Not in my purse at the time the picture was taken? My keys with their pretty turquoise beaded chameleon key chain. (Much smaller than my mother’s set of keys.) And the silicone nipple shield I found tucked away in a zippered compartment just a month or two ago. Almost a year after weaning Tau. I really should clean out my bag more often!

7 responses to “Pantechnicon in Training

  1. I bought a gadget called an iTrip at Radio Shack that plugs into my car’s cigarette lighter and plays my iPod over the car speakers and charges it at the same time. I can’t live without it now!

    And I can’t live without my Burt’s Bees lippy either.

  2. looks pretty organized and efficient to me. I should send you some blotting papers. Then you’d feel fancy. :)

  3. Ha! I have less things than that! My wallet, lipstick, a pen and my iPhone. Oh, and my entry swipe card for the building tucked in the zipper.

    I hate cluttery purses. I have issues.
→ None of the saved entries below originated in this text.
PR #542, opened 2021-01-22
Keyboard nav init

alschmiedt:
Initial commit for keyboard navigation. Files that are not just from running the plugin script: 

- package.json
- flyout_cursor
- line_cursor

The [flyout cursor](https://github.com/google/blockly/blob/master/core/keyboard_nav/flyout_cursor.js) and the [line cursor](https://github.com/google/blockly/blob/52b818ed67c5bfa7fd73edf2b067649b8b1f447b/demos/keyboard_nav/line_cursor.js) were almost entirely copied over from core.  The rest of the files will be modified in following PRs.

### DIFF
--- a/plugins/keyboard-navigation/package.json
+++ b/plugins/keyboard-navigation/package.json
@@ -42,7 +42,7 @@
   "devDependencies": {
     "@blockly/dev-scripts": "^1.2.1",
     "@blockly/dev-tools": "^2.0.6",
-    "blockly": "^3.20200924.3",
+    "blockly": "4.20210325.0-beta.0",
     "chai": "^4.2.0",
     "jsdom": "^16.4.0",
     "jsdom-global": "^3.0.2",
--- a/plugins/keyboard-navigation/package.json
+++ b/plugins/keyboard-navigation/package.json
@@ -1,0 +1,67 @@
+{
+  "name": "blockly-plugin-keyboard-navigation",
+  "version": "0.20201029.0",
+  "description": "A Blockly plugin.",
+  "scripts": {
+    "audit:fix": "blockly-scripts auditFix",
+    "build": "blockly-scripts build",
+    "clean": "blockly-scripts clean",
+    "lint": "blockly-scripts lint",
+    "prepublishOnly": "npm run clean && npm run build",
+    "start": "blockly-scripts start",
+    "test": "blockly-scripts test"
+  },
+  "main": "./dist/index.js",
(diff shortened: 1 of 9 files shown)


plugins/keyboard-navigation/package.json
```diff
@@ -0,0 +1,67 @@
+{
+  "name": "blockly-plugin-keyboard-navigation",
+  "version": "0.20201029.0",
```
maribethb: I thought we had fixed this in the script already but it should be 0.1.0.

plugins/keyboard-navigation/package.json
```diff
@@ -0,0 +1,67 @@
...
+  "module": "./src/index.js",
+  "unpkg": "./dist/index.js",
+  "author": "Blockly Team",
+  "private": true,
+  "keywords": [
+    "blockly",
+    "blockly-plugin",
+    "keyboard-navigation"
+  ],
+  "homepage": "https://github.com/alschmiedt/blockly-samples/tree/master/plugins/keyboard-navigation#readme",
```
maribethb: I know you're not publishing yet but you might want to go ahead and update this (and others) to point to google instead of your fork so you don't forget later.

plugins/keyboard-navigation/package.json
```diff
@@ -0,0 +1,67 @@
...
+  "bugs": {
+    "url": "https://github.com/alschmiedt/blockly-samples/issues"
+  },
+  "repository": {
+    "type": "git",
+    "url": "https://github.com/alschmiedt/blockly-samples.git",
+    "directory": "plugins/keyboard-navigation"
+  },
+  "license": "Apache 2.0",
```
maribethb: This will have to be `Apache-2.0` in order to parse correctly. I swear I fixed this too, so now I'm wondering if you're somehow using an older version of the script or if it didn't get updated correctly?

maribethb (approved):

plugins/keyboard-navigation/package.json
alschmiedt: done

plugins/keyboard-navigation/package.json
alschmiedt: done

plugins/keyboard-navigation/package.json
alschmiedt: I think I copied over the entire package.json from my branch which is pretty old. I updated so should have these changes.

PR #543, opened 2021-01-26
Add constants and gesture overrides

alschmiedt:
Adds constants and gesture overrides needed for keyboard navigation. 

Gesture is needed for when shift clicking on the workspace or a block moves the cursor around.

### DIFF
--- a/plugins/keyboard-navigation/src/gesture_monkey_patch.js
+++ b/plugins/keyboard-navigation/src/gesture_monkey_patch.js
@@ -25,8 +25,8 @@ const oldDoWorkspaceClick = Blockly.Gesture.prototype.doWorkspaceClick_;
  * @override
  */
 Blockly.Gesture.prototype.doWorkspaceClick_ = function(e) {
+  oldDoWorkspaceClick.call(this, e);
   const ws = this.creatorWorkspace_;
-  oldDoWorkspaceClick.bind(this)(e);
   if (e.shiftKey && ws.keyboardAccessibilityMode) {
     const screenCoord = new Blockly.utils.Coordinate(e.clientX, e.clientY);
     const wsCoord = Blockly.utils.screenToWsCoordinates(ws, screenCoord);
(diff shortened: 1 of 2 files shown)


plugins/keyboard-navigation/src/gesture_monkey_patch.js
```diff
@@ -0,0 +1,53 @@
...
+/**
+ * Execute a workspace click. When in accessibility mode shift clicking will
+ * move the cursor.
+ * @param {!Event} e A mouse up or touch end event.
+ * @this {Blockly.Gesture}
+ * @override
+ */
+Blockly.Gesture.prototype.doWorkspaceClick_ = function(e) {
+  const ws = this.creatorWorkspace_;
+  oldDoWorkspaceClick.bind(this)(e);
```
moniika: Use `call` instead of `bind` here  and in `doWorkspaceClick`. It's just like bind, but it invokes the function immediately.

  4. Me, I’m a multi-purse gal. Mostly because I hate carrying two bags, so I have a teeny “handbag” inside my laptop bag. I do this because if I just kept the “purse” (wallet) tucked into the laptop bag, when I go grab lunch it would become a “clutch” — and who needs that. On the weekends of course I need more stuff, so I swap bags — typically to a backpack, or a side pocket of Lane’s diaper bag. Or to a cuter handbag, if I’m so inclined, to go with a snazzy pair of sunglasses. :)

  5. What I find funny, is how our bags — and bagging solutions — are so in keeping with our personalities.

  6. Watch this space….
    As the originator of “The Pantechnicon”, I feel the need to share the contents if my purse / handbag with you girls. But as I have no Blog of my own, I will duly photograph and itemise the items and mail them to my daughter, who may then post it if she so wishes.
    :-)

  7. My hall closet is full of handbags (purses…um… well you know) and I switch around a lot. Now that I am back in the full-time working world, however, I always use a black one that is big enough to fit the usual stuff (wallet, keys, phone, at least 4 lip items, pens, tissues) and at least one book. I prefer a smaller bag but now that I have time to read normal (non-law) books I never want to be without one.